Editor’s Note: Updated to reflect player’s decision to end boycott.
University of Minnesota president Eric W. Kaler is calling the Gopher football team’s bluff, at least for now.
Minnesota President Affirms Commitment to Suspensions
The Dec. 27 Holiday Bowl against Washington State University is looming large in the near future, and was in question up until this morning when the team apparently ended their boycott.
Kaler has thus far stood resolute, however, releasing a statement on Friday which said that he supports the athletic department’s indefinite suspension of 10 members of the school’s football team involved in an alleged sexual assault regardless of the remainder of the team boycotting all football activities until the suspensions are rescinded.
In addition to trying to preserve the school’s reputation in the public eye, Kaler has two more strong motivations to potentially sacrifice the football team’s bowl game. The first is spinning the events in his favor. In his statement, Kaler offered to meet with the football players to answer any and all questions he is legally able to in order to hopefully resolve the boycott.
By publicly “extending an olive branch” to the players, Kaler crafts the message regarding the events as a narrative of school leadership doing everything it can to resolve the conflict and football players who refuse to meet with administration. From that perspective, if the bowl game is missed, the blame could be placed on the players instead of the school’s leadership.
Perhaps the more important reason is a simple monetary lesser of two evils.
It isn’t that missing the Holiday bowl wouldn’t hurt. Minnesota’s payout for participation in the game comes to $2.825 million. There are other benefits to bowl game participation that are tangible for the football program, like increased donor activity, but these are more difficult to assign a dollar value to for the university as a whole. The reality, however, is that the potential ramifications of lifting the suspensions could be far more costly for the university.
Why the Suspensions Represent the Lesser of Two Evils
Allegations of sexual assault can easily turn into Title IX claims being made against a school. The United States Department of Education has yet to levy any fines for Title IX violations in its history, but that’s mostly because schools have been proactive to avoid that scenario. It’s this kind of voluntary self-discipline, like the suspensions of the 10 football players, that the Department of Education along with the National Collegiate Athletic Association look for when reviewing such cases. That doesn’t mean that lawsuits attached to these scenarios have no cost, however.
The National Center for Higher Education Risk Management estimates that the average payout for a Title IX lawsuit is $200,000. Add in attorney fees and court costs, and that price tag easily approaches $3 million, as in one such case involving the University of Tennessee this past July. That doesn’t include the costs of any new protocols that the schools are forced to implement, as in the case of Florida State University’s settlement with Erica Kinsman earlier this year.
It could be that Minnesota is trying to not repeat the mistakes of other institutions in similar situations.

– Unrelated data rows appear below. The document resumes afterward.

PR #589, opened 2023-12-13
Fix localhost issue for server actions

### LINKED ISSUE #588: [🐛 Bug]: Server actions don't work with `wrangler pages dev`
### Description

Server actions do work fine when using next dev (with or without `next-dev`) and also in production, they do however not work locally when previewing the application with `wrangler pages dev` since there seem to be a discrepancy between the request's origin header which uses `localhost` and the `x-forwarded-host` header which uses `127.0.0.1`.

> [!tip]
> People can still use server actions in local mode if they go to the specific address the worker is running on
> eg. instead of going to `http://localhost:8788/server-actions/simple-kv-forms` they can go to `http://127.0.0.1:xxxxx/server-actions/simple-kv-forms` and there actions should works as expected

### Reproduction

https://github.com/dario-piotrowicz/next-on-pages-server-actions-test/tree/main/next-app

To reproduce the issue:
 - run `npm i`
 - run `npm run pages:build`
 - run `npm run pages:dev`
 - navigate to `http://localhost:8788/server-actions/simple-kv-forms`
 - try to set a new value using the button
 
 This should be the result:
Screenshot 2023-12-12 at 22 50 40

### Additional Information

One solution could be to set, during local development a proper value to [`allowedOrigins`](https://nextjs.org/docs/app/api-reference/next-config-js/serverActions#allowedorigins), the issue is that the config doesn't accept wildcards, and the port which is part of `x-forwarded-host` changes each time, so I think this is not really a feasible solution

Another idea would be to apply some logic in the build process itself so that for server actions we try to convert all potentially localhost urls to a well defined format (as for example `localhost` without a port), I am not a big fan of dev changes that effect the production build output, but this would likely be such a small one that it might be acceptable

dario-piotrowicz:
resolves #588

### DIFF
--- a/.changeset/happy-zoos-shout.md
+++ b/.changeset/happy-zoos-shout.md
@@ -1,0 +1,9 @@
+---
+'@cloudflare/next-on-pages': patch
+---
+
+make sure that server actions can work in `wrangler pages dev`
+
+fix `wrangler pages dev` breaking server actions because of a misalignment between headers
+where some use `localhost` and others `127.0.0.1` (causing server actions not to work because
+they don't recognize the host origin)
--- a/packages/next-on-pages/src/buildApplication/processVercelFunctions/dedupeEdgeFunctions.ts
+++ b/packages/next-on-pages/src/buildApplication/processVercelFunctions/dedupeEdgeFunctions.ts
@@ -497,6 +497,23 @@ function fixFunctionContents(contents: string): string {
 	return contents;
 }
 
+/**
+ * Server actions check the request headers.origin url host and try to make sure that that is
+ * the same as that of other Next.js-specific headers (this is a measure against CSRF attacks)
+ *
+ * This resulted problematic when trying to run the application with `wrangler pages dev` as the
+ * two hosts can get misaligned (one being `localhost:<port>` while the other `127.0.0.1:<port>`)
+ *
+ * This function updates contents of a function file by tweaking the line creating the host variable
+ * that is used for checking with `null` in the case the header.origin's host is `localhost` thus solving
+ * this issue (while preserving the same functionality in production)
+ *
+ * Additionally the function also removes a console.warn that appears when the above value is falsy
+ * (but again the production behavior should remain unaltered)
+ *
+ * @param contents the function file contents to update/fix
+ * @returns the updated function file contents
+ */
 function fixFunctionContentsForLocalhostServerActions(contents: string) {
 	const headerOriginRegex =
 		/"string"==typeof (\w+)\.headers\.origin\?(new URL\(\1\.headers\.origin\)\.host):void 0,/;
--- a/packages/next-on-pages/src/buildApplication/processVercelFunctions/dedupeEdgeFunctions.ts
+++ b/packages/next-on-pages/src/buildApplication/processVercelFunctions/dedupeEdgeFunctions.ts
@@ -460,6 +460,8 @@ export type CollectedFunctionIdentifiers = {
  * @returns the updated/fixed contents
  */
 function fixFunctionContents(contents: string): string {
+	contents = fixFunctionContentsForLocalhostServerActions(contents);
+
 	contents = contents.replace(
 		// TODO: This hack is not good. We should replace this with something less brittle ASAP
 		// https://github.com/vercel/next.js/blob/2e7dfca362931be99e34eccec36074ab4a46ffba/packages/next/src/server/web/adapter.ts#L276-L282
@@ -492,6 +494,24 @@ function fixFunctionContents(contents: string): string {
 		';let{originalRequest:$1=$2}=$2;',
 	);
 
+	return contents;
+}
+
+function fixFunctionContentsForLocalhostServerActions(contents: string) {
+	const headerOriginRegex =
+		/"string"==typeof (\w+)\.headers\.origin\?(new URL\(\1\.headers\.origin\)\.host):void 0,/;
+	if (contents.match(headerOriginRegex)) {
+		contents = contents.replace(headerOriginRegex, (fullMatch, _i, origin) => {
+			const originWithCheck = `(/^localhost:\\d{4}$/.test(${origin})?null:${origin})`;
+			const updatedFullMatch = fullMatch.replace(origin, originWithCheck);
+			return `${updatedFullMatch} wranglerPagesDevLocalhostFixApplied = true,`;
+		});
+
+		contents = contents.replace(
+			'console.warn("Missing `origin` header from a forwarded Server Actions request.");',
+			'try { !wranglerPagesDevLocalhostFixApplied && console.warn("Missing `origin` header from a forwarded Server Actions request."); } catch {}',
+		);
+	}
 	return contents;
 }
 
--- a/packages/next-on-pages/src/buildApplication/processVercelFunctions/dedupeEdgeFunctions.ts
+++ b/packages/next-on-pages/src/buildApplication/processVercelFunctions/dedupeEdgeFunctions.ts
@@ -526,6 +526,10 @@ function fixFunctionContentsForLocalhostServerActions(contents: string) {
 
 		contents = contents.replace(
 			'console.warn("Missing `origin` header from a forwarded Server Actions request.");',
+			// Note: this is a pretty brittle change and we even introduce a new variable named `wranglerPagesDevLocalhostFixApplied`,
+			//       just in case the source code changes making the variable get out of scope, let's add a try catch here so that in
+			//       the worst case scenario if the variable is not recognized the user code still runs fine (and the only broken thing
+			//       would be that the console.warn would not get called)
 			'try { !wranglerPagesDevLocalhostFixApplied && console.warn("Missing `origin` header from a forwarded Server Actions request."); } catch {}',
 		);
 	}


.changeset/happy-zoos-shout.md
```diff
@@ -0,0 +1,9 @@
+---
+'@cloudflare/next-on-pages': patch
+---
+
+make sure that server actions can work in `wrangler pages dev`
+
+fix `wrangler pages dev` breaking server actions because of a misalignment between headers
```
james-elicx, line 7: Question: If this is only intended to be for wrangler pages dev, would it be problematic or introduce a security concern if someone deploys the build?

dario-piotrowicz: It shouldn't introduce any problem/security concern, if it would then I don't think the change would be worth it and we could instead ask people to set an appropriate `allowedOrigins` for during local development (it could rely on an `.env.local` file making it, although still inconvenient, not terrible).

It would be a bit cumbersome so I would prefer to try to avoid that if we could 😓

Regarding why I don't think it's introducing a risk, the fact is that by the code below you can see that I am updating a pretty specific line and I add a regex check that strictly changes logic only on hosts like: `localhost:xxxx` so I feel like it's not introducing any risks.

(then we also update a `console.warn` but even if the changes break that I don't think that's not the end of the world)

More than introducing security concerns I am a bit afraid that this is a bit brittle and can easily break... hopefully not but I guess we can only be sure by actually seeing how it performs in the wild 😅

dario-piotrowicz: But if you see a security concern or something that looks problematic to you please let me know 🙏 
(I think this could be quite important for local development but for sure, better to break local dev for users instead of breaking their production applications 😅)

packages/next-on-pages/src/buildApplication/processVercelFunctions/dedupeEdgeFunctions.ts
```diff
@@ -495,6 +497,45 @@ function fixFunctionContents(contents: string): string {
...
+ *
+ * @param contents the function file contents to update/fix
+ * @returns the updated function file contents
+ */
+function fixFunctionContentsForLocalhostServerActions(contents: string) {
+	const headerOriginRegex =
+		/"string"==typeof (\w+)\.headers\.origin\?(new URL\(\1\.headers\.origin\)\.host):void 0,/;
+	if (contents.match(headerOriginRegex)) {
+		contents = contents.replace(headerOriginRegex, (fullMatch, _i, origin) => {
+			const originWithCheck = `(/^localhost:\\d{4}$/.test(${origin})?null:${origin})`;
```
petebacondarwin, line 522: Out of interest, why use `null` here when the original code is using `void 0`?
Better to be consistent?

packages/next-on-pages/src/buildApplication/processVercelFunctions/dedupeEdgeFunctions.ts
```diff
@@ -495,6 +497,45 @@ function fixFunctionContents(contents: string): string {
 	return contents;
 }
 
+/**
+ * Server actions check the request headers.origin url host and try to make sure that that is
+ * the same as that of other Next.js-specific headers (this is a measure against CSRF attacks)
+ *
+ * This resulted problematic when trying to run the application with `wrangler pages dev` as the
+ * two hosts can get misaligned (one being `localhost:<port>` while the other `127.0.0.1:<port>`)
```
petebacondarwin, line 505: I kind of feel like this is a problem with `wrangler pages dev` no?
Why is there this misalignment? Could you expand on that?

packages/next-on-pages/src/buildApplication/processVercelFunctions/dedupeEdgeFunctions.ts
dario-piotrowicz: no reason actually, it's just what felt more natural to me 😅, since this is just changing the already built and minified code I didn't think it'd make much difference if it were consistent or not

.changeset/happy-zoos-shout.md
james-elicx: Hmm, I'm really not sure I like the idea of doing a modification to something that has a high chance of being deployed to production, when the modification is only supposed to be presented in one single specific dev environment...

I really think that we need a way to determine if the user is using wrangler pages dev if we want to do this kind of hack. These kind of changes/hacks we've done in the past have always been intended to be shipped to production, whereas this change is only intended to be used in wrangler pages dev.

And since the Next.js PR for wildcards got merged, then surely it would be better to leave this to the user if they want to do this in their next.config.js instead. It might take a week for a new Next.js release, but to me that is a better choice than making modifications to their CSRF protections that would be shipped to prod when it shouldn't be.

packages/next-on-pages/src/buildApplication/processVercelFunctions/dedupeEdgeFunctions.ts
dario-piotrowicz: That's a totally valid point, I am not sure if anything can be changes in wrangler but I can check with the team

The problem is that this issue is caused by a fundamental design aspect of the `startDevWorker` changes

Basically `wrangler pages dev` gives you the proxy worker's address (e.g. `http://localhost:8788`) but the actual worker is running on a different port (and not on `localhost`) (e.g. `http://127.0.0.1:51405/`) so, when, with the browser you to go the address `wrangler pages dev` provides you and try to make a request, the host from the browser (which is the proxy worker's address) is different from the actual worker's address (which is not really visible by the user) and that's what causing the misalignment.

So if in the browser I were to go to the actual worker's address (e.g. `http://127.0.0.1:51405/server-actions/simple-kv-forms`) things would just work as expected, the issues there are that:
 - the address is not provided to you by wrangler (the way I find it is by going to the standard proxy address, trying to use action and checking the terminal error and picking up the address from that)
 - the address is not stable and (as far as I know) changes whenever the worker code changes

.changeset/happy-zoos-shout.md
dario-piotrowicz: As I mentioned `allowedOrigins` even when the wildcard change is released, is going to be pretty tedious and error prone in my opinion (maybe having a local address in the as an allowed origin in production is not going to be an issue, so people could just add it there and leave it... I am not really sure). Ideally I would really not want developers to have to deal with it themselves.

Regarding detecting if the build output is going to be used for `wrangler pages dev` I think that's not really a great idea based on how the adapter works. Since it just builds the worker for you, I don't think it should have any knowledge on how you are going to use that worker. Actually, I can imagine people building their worker with next-on-pages, previewing it with `wrangler pages dev` and then deploying it with `wrangler pages deploy`, so the same exact worker should work in both dev and production (and it should be the same worker since people are trying to validate it before the deployment, if we produced different workers then people could not actually accurately "preview" the actual production worker before deploying it).

I think it is very clear that modifying production code for the sake of local development is not ideal in the slightest, I just think that the changes here are so negligible (both in terms of performance and security) that it's worth it in this case given the DX gain.

james-elicx: > I just think that the changes here are so negligible (both in terms of performance and security)

But this is a limitation that Next.js specifically added for production builds to help prevent CSRF attacks, so I would really have to disagree that this is negligible. They wouldn't go through the effort to add this additional protection if there wasn't any value in it.

If we are modifying it to allow localhost:{num} to be bypass this protection in any deployment, then IMO that is a very slippery slope and could end up being consequential for some of our users.

> Regarding detecting if the build output is going to be used for wrangler pages dev I think that's not really a great idea based on how the adapter works

I meant through something like an env variable existing from wrangler to dictate that this was in pages dev as a *gate* for when this hack works in their code. something like `process.env.WRANGLER_DEV && /.../.test(...) ? null : origin`, but i dont know if that is currently possible with wrangler. this would then give the desired behaviour in local dev, and the correct behaviour/protections in deployments.

dario-piotrowicz: > I meant through something like an env variable existing from wrangler to dictate that this was in pages dev as a _gate_ for when this hack works in their code. something like `process.env.WRANGLER_DEV && /.../.test(...) ? null : origin`, but i dont know if that is currently possible with wrangler. this would then give the desired behaviour in local dev, and the correct behaviour/protections in deployments.

ah ok, yeah that sounds like an interesting idea, I misunderstood what you were suggesting 🙂

dario-piotrowicz: anyways thanks a lot for the insights 🙂

but as we were discussing this with @petebacondarwin, it sounds like maybe things can be updated in wrangler so to have it set a proper `x-forwarded-host` when passing requests from the proxy worker to the actual worker without any hacky changes needed in next-on-pages

so I'm going to close the PR for now and see if things can be changes in wrangler instead, if not we can revisit things here later 🙂

dario-piotrowicz:
Closing this PR since, as discussed with @petebacondarwin, it sounds like maybe the proper fix for this issue needs to be applied in wrangler itself (having it set a proper `x-forwarded-host` on requests send from the proxy worker to the actual worker)

.changeset/happy-zoos-shout.md
james-elicx: ah nice, that actually sounds like a pretty good middleground!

The on-going drama at Baylor University shows us that in such matters, the cover-up and all the fallout from that scenario is worse than the crime. Severance packages to terminate contracts, settlements of multiple lawsuits from several individuals, along with NCAA fines and the cost of additional oversight all add up to millions quickly.
Lifting the suspensions to preserve a bowl game would give litigating attorneys in potential future lawsuits easy fodder to use in oral arguments. Levying these suspensions, and maintaining them even at the cost of a bowl game, put the university in a strong position to argue that it has acted with prudence and transparency.
There’s no debate that not appearing in the 2016 Holiday Bowl would be costly for the Gopher football team. There’s also no debate that not appearing to take allegations of sexual assault seriously could be even more costly for the University of Minnesota as a whole. As in many other matters pertaining to college football programs and the universities that sponsor them, if a decision saves cents, it makes sense.